Directions |
Nothing is needed except the lines below that run from the one with "const std::vector<cl_context_properties>& properties()" through the one with "cvk_device* m_device;", repeated exactly.

[Saved entries]
PR #720, opened 2024-09-02
init image at creation time

### LINKED ISSUE #719: Image init data buffer
At the moment clvk defers the initialisation of image content given at creation (either by `CL_MEM_COPY_HOST_PTR` or `CL_MEM_USE_HOST_PTR`).

It leads to a staging buffer being allocated until the data is actually copied to the image memory.

I have an application where lots of images with init data are created and it ends up hitting an out-of-memory.

Could we have a mode where the copy of the data to the image memory is done at creation time, not at first use?

rjodinchr:
fix #719

### DIFF
--- a/src/context.cpp
+++ b/src/context.cpp
@@ -1,0 +1,34 @@
+// Copyright 2024 The clvk authors.
+//
+// Licensed under the Apache License, Version 2.0 (the "License");
+// you may not use this file except in compliance with the License.
+// You may obtain a copy of the License at
+//
+//     http://www.apache.org/licenses/LICENSE-2.0
+//
+// Unless required by applicable law or agreed to in writing, software
+// distributed under the License is distributed on an "AS IS" BASIS,
+// WITHOUT WARRANTIES OR CONDITIONS OF ANY KIND, either express or implied.
+// See the License for the specific language governing permissions and
+// limitations under the License.
+
+#include "context.hpp"
+#include "queue.hpp"
+
+cvk_command_queue* cvk_context::get_or_create_image_init_command_queue() {
+    std::unique_lock<std::mutex> lock(m_queue_image_init_lock);
+    if (m_queue_image_init != nullptr) {
+        return m_queue_image_init;
+    }
+    std::vector<cl_queue_properties> properties_array;
+    m_queue_image_init =
+        new cvk_command_queue(this, m_device, 0, std::move(properties_array));
+    cl_int ret = m_queue_image_init->init();
+    if (ret != CL_SUCCESS) {
+        return nullptr;
+    }
+    m_queue_image_init->detach_from_context();
+    return m_queue_image_init;
+}
+
+void cvk_context::free_image_init_command_queue() { delete m_queue_image_init; }
--- a/src/context.hpp
+++ b/src/context.hpp
@@ -29,6 +29,8 @@ struct cvk_context_callback {
     void* data;
 };
 
+struct cvk_command_queue;
+
 struct cvk_context : public _cl_context,
                      refcounted,
                      object_magic_header<object_magic::context> {
@@ -73,6 +75,7 @@ struct cvk_context : public _cl_context,
             auto cb = *cbi;
             cb.pointer(this, cb.data);
         }
+        free_image_init_command_queue();
     }
 
     const std::vector<cl_context_properties>& properties() const {
@@ -116,6 +119,9 @@ struct cvk_context : public _cl_context,
     cvk_printf_callback_t get_printf_callback() { return m_printf_callback; }
     void* get_printf_userdata() { return m_user_data; }
 
+    cvk_command_queue* get_or_create_image_init_command_queue();
+    void free_image_init_command_queue();
+
 private:
     cvk_device* m_device;
     std::mutex m_callbacks_lock;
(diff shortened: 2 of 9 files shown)


src/queue.cpp
```diff
@@ -101,6 +101,10 @@ cl_int cvk_command_queue::satisfy_data_dependencies(cvk_command* cmd) {
             continue;
         }
         CVK_ASSERT(mem->is_image_type());
+        if (config.init_image_at_creation()) {
+            tracker.set_state(cvk_mem_init_state::completed);
```
kpet, line 105: Shouldn't this be done in `cvc_image::init_vulkan_image`, after completing the execution of the init command?

src/context.cpp
```diff
@@ -0,0 +1,32 @@
...
+// Unless required by applicable law or agreed to in writing, software
+// distributed under the License is distributed on an "AS IS" BASIS,
+// WITHOUT WARRANTIES OR CONDITIONS OF ANY KIND, either express or implied.
+// See the License for the specific language governing permissions and
+// limitations under the License.
+
+#include "context.hpp"
+#include "queue.hpp"
+
+cvk_command_queue* cvk_context::get_or_create_image_init_command_queue() {
```
kpet, line 18: Looks like you need some kind of locking or protections. AFACIT after a quick read, it seems two threads could be creating this queue at the same time.

src/context.hpp
```diff
@@ -120,6 +126,8 @@ struct cvk_context : public _cl_context,
     size_t m_printf_buffersize;
     cvk_printf_callback_t m_printf_callback;
     void* m_user_data;
+
+    cvk_command_queue* m_queue_image_init = nullptr;
```
kpet, line 130: `std:unique_ptr`? You wouldn't need the free function.

kpet (changes requested):
Thanks! Fine with this being an option. Please add a unit test.

src/context.cpp
rjodinchr: I agree, I've added a lock

src/queue.cpp
rjodinchr: Yes, that's better, changed made

src/context.hpp
rjodinchr: I agree, that's what I tried to do initially. But it is not simple. clvk's headers contain too much code everywhere leading to build errors (you can see that `context.hpp` does not include `queue.hpp` in this PR, it's only declaring `struct cvk_command_queue`, thus making the destructor inaccessible for `std::unique_ptr`).

I've tried to move a few things around, but it quickly started to be too much making this PR too complicated for what it is trying to achieve.

I can open an issue to have a rework task for it to do once this land if you want.

kpet: Right, we do need to untangle those headers a bit. I've already bumped into similar issues in the past. Please create an issue with as many specifics as possible. Thanks!

src/queue.hpp
```diff
@@ -175,6 +182,11 @@ struct cvk_command_queue : public _cl_command_queue,
     }
 
     cvk_buffer* get_or_create_printf_buffer() {
+        if (m_init_image_queue) {
+            cvk_error_fn("Could not get printf buffer from init-image queue");
+            CVK_ASSERT(false);
+            return nullptr;
+        }
```
kpet, line 189: Why is this required?

src/queue.cpp
```diff
@@ -63,6 +64,10 @@ cvk_command_queue::cvk_command_queue(
 
     TRACE_CNT(batch_in_flight_counter, 0);
     TRACE_CNT(group_in_flight_counter, 0);
+
+    if (init_image_queue) {
+        m_context.reset(nullptr);
+    }
```
kpet, line 70: Why is this required?

rjodinchr: `cvk_context` is refcounted. It will not be freed until every object releases their hold on it.
`cvk_command_queue` has a ref on `cvk_context` and that new queue for image initialisation is freed in `cvk_context` destructor with that PR.
Thus to allow everything to get freed properly, the new queue for image initialisation releases the context at creation.

src/queue.hpp
rjodinchr: because the queue for image initialisation does not have a context, which is needed for that function.
Image initialisation should not need printf.

src/context.hpp
rjodinchr: https://github.com/kpet/clvk/issues/735

src/queue.cpp
kpet: That makes sense, thanks. Hmm, rather than introducing a new type of queue effectively, with state in every single command queue, we could introduce a `cvk_command_queue::detach_from_context` function doing the above. That function would only be called in `get_or_create_image_init_command_queue` and you could just assert that `m_context` is non-NULL in `get_or_create_printf_buffer` (although this should really never be called if the command queue is only used for image init; part of me thinks this assert could be omitted, the resulting crash would be very obvious and we wouldn't run the risk of adding new functions that use `m_context` without a corresponding assert). WDYT?

rjodinchr: I'm fine with that.
Done

kpet (approved):
Thanks!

Solution to this task |
     const std::vector<cl_context_properties>& properties() const {
@@ -116,6 +119,9 @@ struct cvk_context : public _cl_context,
     cvk_printf_callback_t get_printf_callback() { return m_printf_callback; }
     void* get_printf_userdata() { return m_user_data; }
 
+    cvk_command_queue* get_or_create_image_init_command_queue();
+    void free_image_init_command_queue();
+
 private:
     cvk_device* m_device;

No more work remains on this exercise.